By closure of [tex]\mathbb{Z}[/tex] under addition and multiplication, it follows from the assumption that [tex]p_1,p_2,q_1,q_2 \in \mathbb{Z}[/tex] that

[tex]p_{1}q_{2}+p_{2}q_{1}[/tex] and [tex]q_{1}q_{2}[/tex] are also integers.

Hence, [tex]a+b[/tex] can be expressed as the ratio of 2 integers. By definition, [tex]a+b[/tex] is rational. [tex]\square[/tex]

vela

Looks good.

ephedyn

^Ah, great! Thanks.

One question though... is it immediately obvious that [tex]\mathbb{Z}[/tex] is closed under addition/multiplication? Is there a proof for this? I mean, this one's still rather easy, but I find it hard to verify that some given finite group has closure... say... {1, 9, 16, 22, 29, 53, 74, 79, 81} under multiplication modulo 91?

D H

How does the first imply the second? It doesn't. Yes, I'm being picky here, but you are doing proofs, ephedyn. Pickiness is essential in proofs.

To prove that the sum of two rationals is rational, you need

1. A definition of what exactly constitutes a rational number.
   Hint: 0 and 1 are integers. 0/1 is a rational, but 1/0 is not. Why not?
2. A definition of the sum of two rationals.
   This is why I asked the question at the start of this post. How is the sum of two rationals defined?
3. Proof that this definition always yields a rational.
   You need to use the correct definition of what constitutes a rational (item 1 above) here.

vela

D H has brought up good points you need to address.

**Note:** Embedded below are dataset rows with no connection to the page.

Issue #287, opened 2021-12-23
multiple planner retries despite setting "planner_max_retries" to 0


ChristofDubs:
It seems that [this pull request](https://github.com/magazino/move_base_flex/pull/237) has introduced a bug:

When setting `planner_max_retries` to `0` and `planner_patience` to `>0`, in case `makePlan()` fails without exceeding the `planner_patience`, the last else case is reached:

https://github.com/magazino/move_base_flex/blob/da5d1e45acce55b1d92c672beec057dc44eda229/mbf_abstract_nav/src/abstract_planner_execution.cpp#L352-L355

so `makePlan()` will keep getting called. @dorezyuk actually pointed this out himself [in one of his comments](https://github.com/magazino/move_base_flex/pull/237#discussion_r516495028).

______________________________________________________________________________________________________

In terms of fixing this: It seems to me that for the check here

https://github.com/magazino/move_base_flex/blob/da5d1e45acce55b1d92c672beec057dc44eda229/mbf_abstract_nav/src/abstract_planner_execution.cpp#L332-L336

the initial version was correct, where it was `max_retries_ >= 0` instead?

ChristofDubs:
Alternative fix:

There is a test that checks that for `planner_max_retries = 0` and `planner_patience = 0` case, the return code is `NO_PLAN_FOUND` if `makePlan()` returns an error.

If that is the desired behavior, maybe we could instead consider removing the `&& patience_.isZero()` part here?

https://github.com/magazino/move_base_flex/blob/da5d1e45acce55b1d92c672beec057dc44eda229/mbf_abstract_nav/src/abstract_planner_execution.cpp#L347-L351

Doing so still makes the current tests pass.

dorezyuk:
Thx for reporting the issue.

If I set the patience to e.x. 1 sec (and max_retries to zero) the mbf tries to generate a path for 1 sec and fails after the patience elapses. To which value did you set the patience to get the infinite loop?

Maybe there is also a misunderstanding what should happen if max_retries is set to zero. My idea was to allow the user either to specify a number of retries - or if the number of retries is not interesting to allow him to disable the retries counting and just focus on the time spent in planning (or to specify both, max_retries and patience).

ChristofDubs:
> Thx for reporting the issue.
> 
> If I set the patience to e.x. 1 sec (and max_retries to zero) the mbf tries to generate a path for 1 sec and fails after the patience elapses. To which value did you set the patience to get the infinite loop?
[...]

PR #288, opened 2021-12-24
Fix multiple retries despite planner_max_retries=0 (#287)

ChristofDubs:
fix for #287

As described in the issue, if `planner_max_retries` is set to `0` and `makePlan()` fails before the patience is exceeded, the state should be set to `NO_PLAN_FOUND` immediately, and no retries should occur (just like in the case where `planner_patience` is set to 0).

I also added a test for this fix (and they fail without the fix), and took the opportunity to add a few other cases that didn't have tests yet.

### DIFF
--- a/mbf_abstract_nav/src/abstract_planner_execution.cpp
+++ b/mbf_abstract_nav/src/abstract_planner_execution.cpp
@@ -344,7 +344,7 @@ void AbstractPlannerExecution::run()
                                                 << (cancel_ ? "; planner canceled!" : ""));
           setState(PAT_EXCEEDED, true);
         }
-        else if (max_retries_ == 0 && patience_.isZero())
+        else if (max_retries_ == 0)
         {
           ROS_INFO_STREAM("Planning could not find a plan!");
           setState(NO_PLAN_FOUND, true);
--- a/mbf_abstract_nav/test/abstract_planner_execution.cpp
+++ b/mbf_abstract_nav/test/abstract_planner_execution.cpp
@@ -23,6 +23,7 @@ using mbf_abstract_nav::AbstractPlannerExecution;
 using mbf_abstract_nav::MoveBaseFlexConfig;
 using testing::_;
 using testing::AtLeast;
+using testing::InSequence;
 using testing::Return;
 using testing::Test;
 
@@ -125,8 +126,9 @@ TEST_F(AbstractPlannerExecutionFixture, success_after_retries)
 
   // setup the expectations
   AbstractPlannerMock& mock = dynamic_cast<AbstractPlannerMock&>(*planner_);
-  auto& exp = EXPECT_CALL(mock, makePlan(_, _, _, _, _, _)).Times(config.planner_max_retries).WillRepeatedly(Return(11));
-  EXPECT_CALL(mock, makePlan(_, _, _, _, _, _)).Times(1).After(exp).WillOnce(Return(1));
+  InSequence seq;
+  EXPECT_CALL(mock, makePlan(_, _, _, _, _, _)).Times(config.planner_max_retries).WillRepeatedly(Return(11));
+  EXPECT_CALL(mock, makePlan(_, _, _, _, _, _)).Times(1).WillOnce(Return(1));
 
   // call and wait
   ASSERT_TRUE(start(pose, pose, 0));
@@ -238,7 +240,8 @@ TEST_F(AbstractPlannerExecutionFixture, patience_exceeded_waiting_for_planner_re
 
 TEST_F(AbstractPlannerExecutionFixture, patience_exceeded_infinite_retries)
 {
-  // if negative retries are configured, we expect makePlan to repeatedly get called, and PAT_EXCEEDED to be returned once the patience is exceeded
+  // if negative retries are configured, we expect makePlan to repeatedly get called, and PAT_EXCEEDED to be returned
+  // once the patience is exceeded
 
   // configure the class
   MoveBaseFlexConfig config;
--- a/mbf_abstract_nav/test/abstract_planner_execution.cpp
+++ b/mbf_abstract_nav/test/abstract_planner_execution.cpp
@@ -22,6 +22,7 @@ struct AbstractPlannerMock : public AbstractPlanner
 using mbf_abstract_nav::AbstractPlannerExecution;
 using mbf_abstract_nav::MoveBaseFlexConfig;
 using testing::_;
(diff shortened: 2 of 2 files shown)


corot (approved):
lgtm;  I have added the explanation about how the different combinations on max_retries and patience work:
http://wiki.ros.org/move_base_flex#:~:text=mbf_simple_nav%20for%20details.-,Common%20Parameters,-~%3Cname%3E/planner_frequency%20(double

Actually, I have realized that for controller it works as without this PR!
https://github.com/magazino/move_base_flex/blob/53930c17632d45c0362eca14ca6a60cb83cc9ff2/mbf_abstract_nav/src/abstract_controller_execution.cpp#L415
I guess we should change it to make both match and also match to the documented behavior
@dorezyuk , @spuetz , do u agree?

dorezyuk:
Thanks for the tests and the pr.

I think the base logic we want to implement here is

| Patience  | Retries | Effect |On Failure|
| ------------- | ------------- |-|-|
| Enabled  | Enabled  |Both |PAT_EXCEEDED/MAX_RETRIES|
| Disabled  | Disabled  | No retries| NO_PLAN_FOUND|
|Enabled| Disabled| Patience|PAT_EXCEEDED|
|Disabled| Enabled| Retries|MAX_RETRIES|

The only question is if we say the "retry logic" is disabled at max_retries < 0 or max_retries == 0. Both is fine for me, but I thought it might be confusing if we disable the "patience logic" at zero and the "retry logic" at max_retries < 0. On one hand the max_retries < 0 would be more consistent with move_base. On the other hand - move_base does not support the disabling of the "patience logic" - so they don't have this inconsistency... But if you guys feel its more intuitive to disable the "retry logic" at max_retries < 0, I'm fine with that.

I don't entirely understand why we should return NO_PLAN_FOUND if we reach out max-retries (if its set to zero). For me this seems rather counter-intuitive.

The biggest problem with this pr is that it creates a dead lock for the second row in the table above. If we say "retry logic" is disabled at max_retries < 0 and if the also disable the patience (patience.isZero == True), the code will never exit the loop

ChristofDubs:
> The only question is if we say the "retry logic" is disabled at max_retries < 0 or max_retries == 0. Both is fine for me, but I thought it might be confusing if we disable the "patience logic" at zero and the "retry logic" at max_retries < 0. On one hand the max_retries < 0 would be more consistent with move_base. On the other hand - move_base does not support the disabling of the "patience logic" - so they don't have this inconsistency... But if you guys feel its more intuitive to disable the "retry logic" at max_retries < 0, I'm fine with that.

I'd be in favor of infinite attempts for the max_retries < 0 case:
- The user should be able to configure exactly one planning attempt (i.e. one attempt, no retries)
- I would expect that based on the parameter's name, `max_retries == 0` should mean `0` retries, which means one attempt and zero retries.

It seems that the parameter name max_**re**tries is what is causing the inconsistency to begin with: If it was instead called `max_attempts`, then `max_attempts = 1` would mean no retries (`max_retries == 0`) and `max_attempts = 0` would be infinite retries (`max_retries = -1`); this would then be consistent with patience disabling.

> I don't entirely understand why we should return NO_PLAN_FOUND if we reach out max-retries (if its set to zero). For me this seems rather counter-intuitive.

It just returns NO_PLAN_FOUND if it failed and it is not allowed to do any retries (which it already did before this PR); I was assuming that MAX_RETRIES should not be returned since it didn't do any retries:

| Patience | Retries | Effect | On Failure |
| --------------- | --------------- | --------------- |--------------- |
| Enabled	| > 0	 | Retries + Patience | PAT_EXCEEDED / MAX_RETRIES |
| Disabled | > 0 | Retries | MAX_RETRIES |
| Enabled	|  0	| 1 attempt + Patience | PAT_EXCEEDED / NO_PLAN_FOUND |
| Disabled |  0	| 1 attempt | NO_PLAN_FOUND |
| Enabled	|  < 0 | Patience | PAT_EXCEEDED |
| Disabled |  < 0 | infinite retries | - |

My personal opinion is that the two NO_PLAN_FOUND and MAX_RETRIES return codes are a redundant to begin with; I just based my changes on what was already there to not break any existing code.

Assuming we used NO_PLAN_FOUND regardless of how many retries were configured, then above table would simplify to:

| Patience | Retries | Effect | On Failure |
| --------------- | --------------- | --------------- |--------------- |
| Enabled	| >= 0 | finite attempts + Patience | PAT_EXCEEDED / NO_PLAN_FOUND |
| Disabled | >= 0 | finite attempts | NO_PLAN_FOUND |
| Enabled	|  < 0 | Patience | PAT_EXCEEDED |
| Disabled |  < 0 | infinite attempts | - |


> The biggest problem with this pr is that it creates a dead lock for the second row in the table above. If we say "retry logic" is disabled at max_retries < 0 and if the also disable the patience (patience.isZero == True), the code will never exit the loop

Setting `max_retries < 0` and `patience == 0` would already have this effect without this PR? So it's not a new problem that was introduced.

I also think this is a valid configuration, and exactly the behavior one would expect by giving infinite patience and infinite retires: It means the planner should never give up. I wouldn't recommend such a configuration, but it might be what the user wants if there are no alternative goals to target and no recovery behaviors. Or, the user has his own logic of when to cancel and re-send the action.

dorezyuk:
Ah ok, then the misunderstanding I had was that I considered the "infinite retries" as a bug.. So the question we should answer is if we want to allow something like a infinite retry for the user... @corot @spuetz What do you think?

corot:
> Ah ok, then the misunderstanding I had was that I considered the "infinite retries" as a bug.. So the question we should answer is if we want to allow something like a infinite retry for the user... @corot @spuetz What do you think?

Inf retries is a valid option;  :+1: for merging this as it is (and do the same for exe_path, see [my comment above](https://github.com/magazino/move_base_flex/pull/288#pullrequestreview-840016005))

spuetz:
> Ah ok, then the misunderstanding I had was that I considered the "infinite retries" as a bug.. So the question we should answer is if we want to allow something like a infinite retry for the user... @corot @spuetz What do you think?

Yes, inf retries as an option makes sense... as the action and by that the execution can be canceled.

corot:
> Yes, inf retries as an option makes sense... as the action and by that the execution can be canceled.

So we all agree with this solution?   if so,,, @spuetz, @dorezyuk, please approve

spuetz (approved):

dorezyuk (approved):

I should have thought about it much more carefully before saying your proof was okay.

ephedyn

Okay, thanks. I gave it some serious thought and rewrote it. But it doesn't look very different from my previous one, and looks much more long-winded so maybe I'm still wrong >_<. How would you change it:

Theorem The sum of any two rational numbers is rational.

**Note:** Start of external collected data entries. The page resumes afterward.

PR #289, opened 2022-01-18
Fix multiple retries despite controller_max_retries=0

corot:
As discussed [here](https://github.com/magazino/move_base_flex/pull/288#pullrequestreview-840016005), this PR replicates the current planner behavior when max_retries is zero, namely call controller only once.
This is also the behavior documented on [the wiki](http://wiki.ros.org/move_base_flex#:~:text=to%20be%20oscillating-,Note%20about%20max_retries%20and%20patience%20interaction%3A,-All%20possible%20combinations)

### DIFF
--- a/mbf_abstract_nav/src/abstract_controller_execution.cpp
+++ b/mbf_abstract_nav/src/abstract_controller_execution.cpp
@@ -411,8 +411,8 @@ void AbstractControllerExecution::run()
           else
           {
             setState(NO_LOCAL_CMD); // useful for server feedback
-            // we keep on moving if we have retries left or if the user has granted us some patience.
-            moving_ = max_retries_ || !patience_.isZero();
+            // keep trying if we have > 0 or -1 (infinite) retries
+            moving_ = max_retries_;
           }
           // could not compute a valid velocity command -> stop moving the robot
           publishZeroVelocity(); // command the robot to stop; we still feedback command calculated by the plugin


mbf_abstract_nav/src/abstract_controller_execution.cpp
```diff
@@ -411,8 +411,8 @@ void AbstractControllerExecution::run()
           else
           {
             setState(NO_LOCAL_CMD); // useful for server feedback
-            // we keep on moving if we have retries left or if the user has granted us some patience.
-            moving_ = max_retries_ || !patience_.isZero();
+            // keep trying if we have non-zero retries left
+            moving_ = max_retries_;
```
dorezyuk, line 415: so this will be casted to zero only if max_retries is zero and we will continue moving if max_retries is disabled (aka. negative)? I like!

dorezyuk: maybe add a comment that -1 is also casted to true (I had to double check that) or write `moving_ = max_retries != 0` so we express it clearer for people like me;)

dorezyuk (approved):

mbf_abstract_nav/src/abstract_controller_execution.cpp
corot: well,,,   -1 is also non-zero

spuetz: Could you explain why we should remove `!patience_.isZero();`?

spuetz: ping @corot  :)

corot: Before:  we keep retrying if retries is > 0 or we have not exhausted a *non-zero* patience
After:     we keep retrying if retries is > 0

That is, if retries is 0, we never retry, regardless of patience. That's what we have documented on the wiki

spuetz (approved):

Let [tex]\mathbb{Q}[/tex] denote the set of all rational numbers

Definition Any number [tex]n \in \mathbb{Q} \iff n = \dfrac{p}{q} [/tex], where [tex]p,q \in \mathbb{Z} : q>0[/tex]

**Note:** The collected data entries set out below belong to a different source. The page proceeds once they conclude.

PR #291, opened 2022-02-16
[fix] move_base_action: always sleep regardless of replanning

remco-r:
when `planner_frequency > 0` the replanning thread would never sleep and thus cause CPU load of 100%.
This fix makes sure there is always an `update_period.sleep()` in the loop.

This reduces the load of mbf_costmap_navigation to 8% in my case, without any different behavior.

### DIFF
--- a/mbf_abstract_nav/src/move_base_action.cpp
+++ b/mbf_abstract_nav/src/move_base_action.cpp
@@ -526,7 +526,7 @@ bool MoveBaseAction::replanningActive() const
 void MoveBaseAction::replanningThread()
 {
   ros::Duration update_period(0.005);
-  ros::Rate update_rate(200);
+  ros::Rate update_rate(1.0/update_period.toSec());
   ros::Time last_replan_time(0.0);
 
   while (ros::ok())
--- a/mbf_abstract_nav/src/move_base_action.cpp
+++ b/mbf_abstract_nav/src/move_base_action.cpp
@@ -526,6 +526,7 @@ bool MoveBaseAction::replanningActive() const
 void MoveBaseAction::replanningThread()
 {
   ros::Duration update_period(0.005);
+  ros::Rate update_rate(200);
   ros::Time last_replan_time(0.0);
 
   while (ros::ok())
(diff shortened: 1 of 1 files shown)


mbf_abstract_nav/src/move_base_action.cpp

Consider the sum of any two numbers [tex]a, b[/tex],

[tex]a+b[/tex]

Assuming [tex]a, b \in \mathbb{Q}[/tex]
then by definition,

[tex]a+b=\dfrac{p_1}{q_1}+\dfrac{p_2}{q_2}=\dfrac{p_{1}q_{2}+p_{2}q_{1}}{q_{ 1}q_{2}}[/tex]

for some [tex]p_{1},p_{2},q_{1},q_{2} \in \mathbb{Z}: q_{1},q{2}>0,[/tex]

By closure of [tex]\mathbb{Z}[/tex] under addition and multiplication, it follows that [tex]p_{1}q_{2}+p_{2}q_{1}[/tex] and [tex]q_{1}q_{2}[/tex] are also integers. Also, since we have [tex]q_{1},q{2}>0[/tex], [tex]q_{1}q{2}>0[/tex]. Hence, [tex]\left( a+b \right) \in \mathbb{Q}[/tex]

ephedyn

^Also, I have a question... am I missing [tex]gcd(p,q)=1[/tex] from the definition? Does it affect the proof?

D H

Much improved. There is one minor issue: is 2/-1 a rational? It is not per your definition. The constraint on the denominator is that it is a non-zero integer rather than a positive integer.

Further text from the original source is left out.